1.17.11 Focal Adhesion Definition
Focal adhesions are specialized structures that anchor cells to the extracellular matrix, playing a key role in cell migration and signaling in cancer biology.
Focal Adhesion Definition is a description of a specialized, discrete structure formed at the interface between a cell and the underlying extracellular matrix, in which clusters of integrin adhesion molecules bind to specific matrix components and are linked, through a dense assembly of intracellular adaptor proteins, to the actin cytoskeleton, together forming a mechanically robust anchoring point that couples the cell physically to the matrix while also serving as a site of active signal transduction.
Conceptual Basis
A Discrete, Assembled Adhesive Structure
A focal adhesion is defined by its organization as a discrete, spatially localized structure at the cell-matrix interface, distinguished from a diffuse or uniformly distributed pattern of individual integrin molecules by the concentrated clustering of integrins together with a substantial assembly of associated intracellular proteins at a specific site.
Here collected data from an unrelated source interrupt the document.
PR #71, opened 2022-08-04
Add "Replace Salt Toaster" RFC

agraul:


SchoolGuy (commented):
So obviously the TODO needs to be filled and the open questions need to be discussed. However I had some talk in person with @agraul about this already and I like his approach. Especially the part about nudging people to fix tests properly, rather then adding things to a skip-list is for me a very important thing that I am happy it got into this RFC.

For me this RFC reflects my opinion about what we should do in the future.

A question that we maybe should answer is how we want to integrate this approach into `openSUSE/salt`, as this is the current place where salt-toaster is currently used. The content of this RFC is very focused on Uyuni atm.

accepted/00000-replace-salt-toaster.md
```diff
@@ -0,0 +1,138 @@
...
+a skip list, one for each test group.
+
+Example:
+```sh
+$ cat test_config.yml
+groups:
+  unit:
+    tests_dirs:
+      - tests/pytests/unit
+      - tests/unit
```
vzhestkov, line 94: Does it mean we are going to use it for `unit` tests only and avoid running `functional` and `integration` tests?

agraul: No, we will run all four test groups (unit, functional, integration, scenario). This is just a short example of an incomplete config to show the desired input and output of the (to-be-developed) test execution script.

vzhestkov: Thanks for explanation :+1:

agraul:
> A question that we maybe should answer is how we want to integrate this approach into openSUSE/salt, as this is the current place where salt-toaster is currently used. The content of this RFC is very focused on Uyuni atm.

I just pushed a section about setting up GH runners using the same sources and workflow that we use in sumaform. I'll also add something that explains where which tests (& groups) are run, once I thought more about that.

SchoolGuy:
@agraul That is a good paragraph. I like the idea of using Cache to speed things up. From my eyes we should fill in the TODOs and then we should already be in a state where we can do a first review with requested changes vs approvals.

agraul:
I added a few unresolved questions. I'll continue with them once I'm back from vacations. In the meantime, everyone is welcome to leave their comments.

accepted/00000-replace-salt-toaster.md
```diff
@@ -0,0 +1,192 @@
...
+different operating systems we support. These VMs are set up with sumaform and
+salt-jenkins. Terracumber triggers terraform to create the VMs from within a
+Jenkins job and launches the test suite, connecting to each VM over SSH.
+
+## Provisioning Test VMs with Sumaform + Salt-Jenkins
+
+A new module "salt\_testenv" is added to sumaform. This module defines a new
+role, "salt\_testenv", and the default values needed to run all test suites, e.g.
+4GiB of RAM. Sumaform uses this role to apply the `golden-images-provision.sls`
+state file from the Salt-Jenkins repository.
```
moio, line 52: I guess it would be great to have a generic sumaform option to run arbitrary Salt files at the end of provisioning.

accepted/00000-replace-salt-toaster.md
```diff
@@ -0,0 +1,192 @@
...
+
+Up to now, all state files used by sumaform are maintained in the sumaform Git
+repository. For provisioning the salt\_testenv VMs, we don't want to maintain
+our own states that define which dependencies need to be installed on what
+operating system. Salt upstream already maintains such states for their own test
+infrastructure. We re-use their states by adding `salt-jenkins` as a Git
+submodule to sumaform and merge the salt state trees.
```
moio, line 59: What advantages and disadvantages you see with using submodules vs. consuming states from another repo (=defined path, for example)?

accepted/00000-replace-salt-toaster.md
```diff
@@ -0,0 +1,192 @@
...
+provider, that sumaform uses to upload the `salt/` directory to each VM for
+provisioning can't handle symbolic links well. A
+[workaround](https://github.com/hashicorp/terraform/issues/13202#issuecomment-321578202)
+is possible, but it will touch a core sumaform mechanism.
+
+#### Alternatives
+
+Alternatively, we can copy the files instead. This loses the information where a
+state file is maintained and requires manually updating the copies whenever the
+used submodule revision is updated. Hard links would solve the last issue, I
```
moio, line 82: How about having Jenkins copy trees over to the sumaform directory, and then allowing sumaform to copy them over to the VM in turn? Is that what you are proposing here?

accepted/00000-replace-salt-toaster.md
```diff
@@ -0,0 +1,192 @@
...
+haven't yet confirmed that they work with the `file` provider.
+
+## Provisioning Test VMs for GitHub Actions
+
+GitHub Actions use so-called runners, which are VMs running Windows, macOS or
+Linux. It is possible to host your own runners, but we currently neither do nor
+plan to do that. While we can't use sumaform to provision GitHub-hosted runners,
+we can prepare the runner before executing a test suite run. With Salt Toaster,
```
moio, line 90: One option that may or may not be applicable in this case is to use sumaform in SSH mode - that does not do any VM creation, it only runs the SCP+salt part.

accepted/00000-replace-salt-toaster.md
```diff
@@ -0,0 +1,192 @@
...
+to red is a strong signal that either the product code or the test code has not
+reached an acceptable quality level yet. At the same time, we inherit flaky
+tests from upstream and don't have the time to fix them. These tests can be
+skipped to keep the overall test results green. But we need to be careful: when
+skipping tests is more convenient than fixing them, we risk skipping too
+many -- which directly lowers the value we get from running tests in the first
+place. Adding a test to the "skip list" is as big of a bad smell as is turning
+the result red.
+
+The skip list is maintained in a GitHub repository. All changes must be
```
moio, line 153: Does that mean a _different_ GitHub repository (than the main salt one)?

SchoolGuy: Yes that is correct (don't have the link at hand sadly).

accepted/00000-replace-salt-toaster.md
SchoolGuy: I am against this. Sumaform has a defined scope and if we generify everything we run into a kraken of features again. The slightest hickup in the wrong step causes a complete destroy and apply cycle. Let's not do more then needed. But that is only my view on things.

agraul: A generic sumaform option could be useful if we wanted to define states to apply to a module in `main.tf`, without having to touch `salt/top.sls`. This would allow us to extend an existing "role" with arbitrary state files (that are already present in `salt/` for a single "module".

If we had that option, we could define this salt_testenv module completely in a `main.tf`. I prefer not to go this route because it would make setting up a VM harder. The proposed module defined in "modules/salt\_testenv" makes it easy to deploy such a VM without having to know the name of the state file, or the required memory.

Generally this is could be a nice feature. I believe it's orthogonal to adding this new module though.

accepted/00000-replace-salt-toaster.md
agraul: A Git submodule is another Git repository, it's just a way of specifying the relationship. It's  possible to just `git clone` another Git repository instead, that way we would need to manually check out and we couldn't take advantage of a unified `git diff`. I don't really see a reason not to have the submodule relationship set up at this point.

The second question is more interesting to me, at least if I interpret it correctly: Is there a way to apply the states from another directory without merging them into `salt/`?
I don't know yet if it works and am curios to try a different approach: Could we inject this other directory as a second `file-root` into the `salt-call` execution that runs the provisioning and let Salt merge the state trees? 

I'm trying this out and see what it would take (if possible), I'll let you know when I got something.

accepted/00000-replace-salt-toaster.md
agraul: Currently a similar list in defined in [Salt Toaster](https://github.com/openSUSE/salt-toaster/blob/master/conftest_source_nox.py#L1343).

I would put the skip list in the same repository as the above mentioned test Script, mainly to reduce the number of repositories used. Re-using `openSUSE/salt` only works if we disable direct pushes to the branches that contain the skip list and always remember to exclude all changes touching the test script and skip list from our packaging automation. IMO it makes sense to keep the script and the definition outside of the `openSUSE/salt` repo.

accepted/00000-replace-salt-toaster.md
agraul: Both the symbolic link approach and the copy approach to the state tree merger must be executed before running `terraform apply`. I haven't thought too hard about where to define the merging. I wouldn't hard-code it into a Jenkins job, at the very least it should be in a shell script to maintain the code properly.
 My preferred way, that should work based on my (limited) experience with it, is to define the merging in terracumber (symbolic links, hard links or copying). This area needs a bit more research.

accepted/00000-replace-salt-toaster.md
agraul: It's good to know about the SSH mode, I wasn't aware of that!

For this use case, I don't think it's a good alternative. As far as I know, we would need to add a main.tf just for that to openSUSE/salt. The main.tf would need a module that targets localhost, just to execute a Salt state (which we first need to merge as well). That's a bit complicated for our use case compared to my (ugly) PoC GH Actions jobs definition:
```yaml
jobs:
  build-then-test:
    runs-on: ubuntu-22.04
    steps:
      - name: Check out repository code
        uses: actions/checkout@v3
      - name: Install salt-call
        run: |
          sudo apt-get update
          sudo apt-get install salt-common
      - name: Check out Salt Jenkins
        uses: actions/checkout@v3
        with:
          repository: saltstack/salt-jenkins
          path: salt-jenkins
      - name: Install test dependencies
        working-directory: ./salt-jenkins
        run: sudo salt-call --local --file-root=state-tree state.apply golden-images-provision
      - name: Run tests
        run: nox --session 'pytest-3(coverage=False)' -- tests/pytests/unit/

File: accepted/00000-replace-salt-toaster.md [hunk 7]
```diff
@@ -0,0 +1,192 @@
...
+
+A new module "salt\_testenv" is added to sumaform. This module defines a new
+role, "salt\_testenv", and the default values needed to run all test suites, e.g.
+4GiB of RAM. Sumaform uses this role to apply the `golden-images-provision.sls`
+state file from the Salt-Jenkins repository.
+
+Up to now, all state files used by sumaform are maintained in the sumaform Git
+repository. For provisioning the salt\_testenv VMs, we don't want to maintain
+our own states that define which dependencies need to be installed on what
+operating system. Salt upstream already maintains such states for their own test
```
meaksh, line 57: Hmmm, I'm not sure here, as one of the thing the current Salt toaster was taking care of is to test the installation of the Salt package (RPM or DEB) that we built.

Also run the tests using the Salt dependencies that are installed also from the OS + custom Salt repos we built.

This way, we ensure we are testing the Salt codebase with the actual dependencies and versions that customer are going to get when installing this Salt package in real life.

Do you have any idea how to solve this?

If we rely on Salt upstream and install the Salt dependencies via "pip", with a predefined version specified by upstream, there might be differences with the versions the customers will get when install Salt coming from our repos, or that some of the dependencies are not even available in these repos.

So, ideally during provisioning, we would like to test the package installation of our generated Salt package, and then while testing, using the dependencies that are pulled as requires when installing the Salt package.

This way we could cover the cases of: 
- Missing installation dependencies for Salt in our repositories. 
- The version of an installed RPM/DEB dependency of Salt is different that what "pip" installs. (due available packages in repo or due spec/control speficiation)

meaksh (commented):
Thank you Alex for pushing this RFC forward!

I added a question about "package installation" test and dependencies, but beside of that, I'm also wondering how we would test old OSes, like SLE12SP5, CentOS7 or Ubuntu 18.04.

BTW, any idea about making the Salt Toaster to test "venv-salt-minion" on different OSes? So, for example, to really run the tests using "venv-salt-minion" (Py3.10 + 3004 based) on a, for instance, SLE12SP5 system?

I think we should have some thoughts also on this and make the Salt Toaster to help us on covering all these situations.

accepted/00000-replace-salt-toaster.md
moio: > I am against this. Sumaform has a defined scope and if we generify everything we run into a kraken of features again. The slightest hickup in the wrong step causes a complete destroy and apply cycle. Let's not do more then needed. But that is only my view on things.

I respect that.

> I believe it's orthogonal to adding this new module though.

Completely agreed.

FMPOV, in general, having clear mechanisms to extend functionality of a project helps in use cases in which it does not make sense to add overspecific code - although it's of course delicate to set the interface well. I will let sumaform maintainers make the final call.

accepted/00000-replace-salt-toaster.md
agraul: That's quite a big comment, let me try to clarify this a bit.

> Hmmm, I'm not sure here, as one of the things the current Salt toaster was taking care of is to test the installation of the Salt package (RPM or DEB) that we built.
> 

We still need to put the Salt source code on the test VM, I didn't cover that yet. Salt should come from our packages to ensure we test the program we want to test. That this will also act as an "installation test" is a nice side effect, but IMO not really important within the scope of running Salt's testsuite. 


> Also runs the tests using the Salt dependencies that are installed also from the OS + custom Salt repos we built.
> 

That stays the same.

> This way, we ensure we are testing the Salt codebase with the actual dependencies and versions that customers are going to get when installing this Salt package in real life from our repos.
> 
> Do you have any idea how to solve this?
> 

I haven't looked deeply into this, right now I expect we can install Salt from the correct repository with `terracumber` just ahead of executing the test suite. 

> If we rely on Salt upstream and install the Salt dependencies via "pip", 

The Salt state tree that provisions the VMs does not install Salt dependencies with `pip`, with the exception if two state files. We need to decide what to do about these two.

>with a predefined version specified by upstream, there might be differences with the versions the customers will get when installing Salt coming from our repos, or that some of the dependencies are not even available in these repos.
> 
> So, ideally during provisioning, we would like to test the package installation of our generated Salt package, and then while testing, using the dependencies that are pulled as requires when installing that Salt package.
>

I agree that this would be ideal. At this point, we can't enforce that the dependencies used during the test execution come from packages because `nox` uses `pip` to fill the virtual environment used for testing. I don't know how much work it would be to override that behavior. 

> This way we could cover the cases of:
> 
>     * Missing installation dependencies for Salt in our repositories.
> 
>     * The version of an installed RPM/DEB dependency of Salt is different that what "pip" installs. (due available packages in repo or due spec/control speficiation)
> 
> 
> What do you think?

I think we need to consider the trade-off between how closely the test environment resembles the production environment and how much work it is to maintain the test infrastructure. If it turns out it's not possible to use the very same dependencies in the test environment but we see that as a requirement, we would need to rethink our approach to testing without `nox` or using `pip`.

accepted/00000-replace-salt-toaster.md
```diff
@@ -0,0 +1,192 @@
...
+infrastructure. We re-use their states by adding `salt-jenkins` as a Git
+submodule to sumaform and merge the salt state trees.
+
+In order to avoid future state id clashes, all existing state ids will get a
+"sumaform-" prefix.
+
+### Merging Sumaform's and Salt-Jenkins' Salt Trees
+
+The state trees are merged by creating symbolic links inside sumaform's `salt`
```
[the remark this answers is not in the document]
agraul: Yes, that's a good idea as well. So far I looked at this being just another sumaform module that is treated the same as all others.

I see two elements in your comment that I want to address separately:

1) Decoupling the salt state trees
2) Running a third `salt-call` invocation for this particular module

I looked into 1) last week, and I like this more than merging the trees on the sumaform host system. In my [experiment](https://github.com/agraul/sumaform/commit/0187986b326dd2177eb4f7795a151e3b87a05565) I added another `provisioner "file"` module to the libvirt host module that uploads another salt state tree based on a variable that can be pre-filled in "salt\_testenv". What didn't work was using it as another `--file-root` parameter for `salt-call` (only the last `--file-root` is used), but it's possible to write an `/etc/salt/minion` config with both `salt/` and this arbitrary salt state tree. It was just a PoC and is rough around the edges, but this could be a better alternative to handle 2 distinct salt state trees.

I still included the role->golden-images-provision mapping in `salt/top.sls`. This could be moved out of `salt/top.sls` and into an explicit `salt-call state.apply golden-images-provision` `remote-exec` call in the "salt\_testenv" module. Or even a generic "run all states specified by a variable" feature that moio brought up in a different comment above.

I don't have a strong preference for how we apply the state, what would you prefer from a sumaform maintenance POV?

accepted/00000-replace-salt-toaster.md
agraul: `--file-root` can only be used once, but it's possible to define multiple file roots in `/etc/salt/minion`. `sumaform` could generate such a config file (like it does for `/etc/salt/grains`), and we won't need to merge the trees ourselves.

accepted/00000-replace-salt-toaster.md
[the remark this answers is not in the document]
rjmateus: > What didn't work was using it as another `--file-root` parameter for `salt-call` (only the last `--file-root` is used), but it's possible to write an `/etc/salt/minion` config with both `salt/` and this arbitrary salt state tree. It was just a PoC and is rough around the edges, but this could be a better alternative to handle 2 distinct salt state trees.

Instead of adding a second `--file-root` would be possible to run a second salt-call using the additional_salt_tree as file-root?
This way we could just run the current existing workflow, and as a secondary step, run the state apply (or high-state) for the additional salt-tree.

Do you foresee any dependency between the two salt-trees that would force us to run them at the same time?

> 
> I still included the role->golden-images-provision mapping in `salt/top.sls`. This could be moved out of `salt/top.sls` and into an explicit `salt-call state.apply golden-images-provision` `remote-exec` call in the "salt_testenv" module. Or even a generic "run all states specified by a variable" feature that moio brought up in a different comment above.

I would keep this in the separated salt-tree.


> I don't have a strong preference for how we apply the state, what would you prefer from a sumaform maintenance POV?

I like our approach of passing an additional salt-tree, but I would run the high state as a separate additional step during the provisioning.
This way we can debug what is sumaform specific and what is being provided outside sumaform, and if any problem pop-up we would be able to point the right direction.

accepted/00000-replace-salt-toaster.md
agraul: We discussed this topic a bit on a call. The outcome is that we evaluate if `nox` actually makes running the tests easier (against our packaged dependencies). The alternative to compare this against is to run a plain `pytest`. In that case we need to install all dependencies used in the tests manually. A `python3X-salt-tests` subpackage could require all the dependencies (that are for tests only) and ship the tests themselves.

accepted/00000-replace-salt-toaster.md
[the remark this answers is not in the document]
agraul: > Instead of adding a second --file-root would be possible to run a second salt-call using the additional_salt_tree as file-root?

I'm not sure how easy it is to design this in sumaform with the right amount of abstraction. I tried adding a `provisioner "remote-exec"` block to my PoC salt-test module's main.tf but got the error `Blocks of type "provisioner" are not expected here.`. There likely is a way to do this in a nice way, I haven't found it yet.

> Do you foresee any dependency between the two salt-trees that would force us to run them at the same time?

No. I thought of provisioning as a single step, that's why I kept them together.

> This way we can debug what is sumaform specific and what is being provided outside sumaform, and if any problem pop-up we would be able to point the right direction.

That's a fair point.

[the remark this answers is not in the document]
rjmateus: > I'm not sure how easy it is to design this in sumaform with the right amount of abstraction. I tried adding a `provisioner "remote-exec"` block to my PoC salt-test module's main.tf but got the error `Blocks of type "provisioner" are not expected here.`. There likely is a way to do this in a nice way, I haven't found it yet.
> 
I can give you a hand on this, I have some ideas for it. It would be easier to explain in a call. If you can we can arranje one, otherwise I can try to explain in the issue.

accepted/00000-replace-salt-toaster.md
```diff
@@ -0,0 +1,220 @@
...
+when running the tests, but adds the overhead of maintaining ".deb" packages of
+all test dependencies.
+
+Using the Salt Bundle flavor that we install in the Sumaform-provisioned test
+VMs could be an option, but then we would need to move the application and test
+code into the bundle.
+
+## Terracumber
+
+Terracumber is a tool used by our QE squad to operate terraform and cucumber for
```
rjmateus, line 97: terracumber downloads sumform and run a terraform file with the definition we want, and passes a set of variables. IT can also be done without terracumber. 
It works as a help tool to reduce the load on configuring and managing the pipelines on jenkins.

rjmateus (approved):
LGTM. Just one small clarification

accepted/00000-replace-salt-toaster.md
```diff
@@ -0,0 +1,220 @@
...
+GitHub Actions use so-called runners, which are VMs running Windows, macOS or
+Linux. It is possible to host your own runners, but we currently neither do not
+do that. We can't use sumaform to provision GitHub-hosted runners, so GH Actions
+will use a different approach.
+
+Since the GitHub-hosted Linux runners only run Ubuntu, we will use a Docker
+container that is based on openSUSE Leap (latest version). This container's
+Dockerfile installs a Salt sub-package that pulls in all required test
+dependencies. The container image can be build in OBS, which will automatically
+rebuilt it when included packages change.
```
SchoolGuy, line 82: Open question: How will we wait for the built container image with the new code? If everything comes from OBS (code + test-code). Or do we plan on not building this as an RPM on the GH pipeline?

SchoolGuy (approved):
Overall this is a better solution imho. The projects we depend upon are required by the project as a whole, thus we don't introduce new dependencies. Of course they are new for the Salt distribution itself but I believe this is an acceptable risk.

accepted/00000-replace-salt-toaster.md
agraul: For Pull Requests, I think we only need to install the dependencies (`pytest`, `pytest` plugins, 3rd-party libs used in testing etc.) and both the application and test code is "installed" with `actions/checkout`. I don't expect this container to change often and we don't run such tests a lot either. Therefore I didn't consider that we might run into "tests fail due to outdated container".

accepted/00000-replace-salt-toaster.md
agraul: That's true. Do you think there is a better way to introduce terracumber?

accepted/00000-replace-salt-toaster.md
SchoolGuy: Okay that would be fine by me to remove that additional step of package the test code and the application code on GH.

accepted/00000-replace-salt-toaster.md
rjmateus: I think is fine as it is

meaksh (approved):
I like this new approach, it feels consistent and I also like we are integrating Salt testing into sumaform/terracumber tools.

FMPOV this is good to go! Thanks :+1:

A Site of Both Structural Anchorage and Signaling
A focal adhesion functions simultaneously as a structural anchoring point, providing mechanical attachment between the cell and the underlying matrix, and as an active site of intracellular signal transduction, distinguishing the focal adhesion from a purely structural point of attachment lacking associated signaling activity.
Structural Basis
Clustered Integrin Molecules
The extracellular adhesive component of the focal adhesion is provided by a cluster of integrin molecules engaging specific components of the underlying extracellular matrix, with the concentrated clustering of multiple integrin molecules at the same site contributing to the mechanical strength of the resulting attachment.
Intracellular Adaptor Protein Assembly
On the cytoplasmic side of the focal adhesion, a dense assembly of intracellular adaptor proteins connects the cytoplasmic portion of the clustered integrins to the actin cytoskeleton, forming the structural bridge that couples the extracellular matrix-binding event to the cell's internal structural network.
Coupling to the Actin Cytoskeleton
The intracellular adaptor proteins of the focal adhesion connect directly to filaments of the actin cytoskeleton, anchoring the focal adhesion to this internal structural network and enabling the transmission of mechanical forces between the cell's cytoskeleton and the surrounding extracellular matrix.
Functional Roles
Anchoring the Cell to the Matrix
By coupling clustered integrin-matrix binding to the actin cytoskeleton, the focal adhesion provides a mechanically robust point of attachment between the cell and the underlying matrix, contributing to the cell's overall stability of position and orientation within its surrounding structural environment.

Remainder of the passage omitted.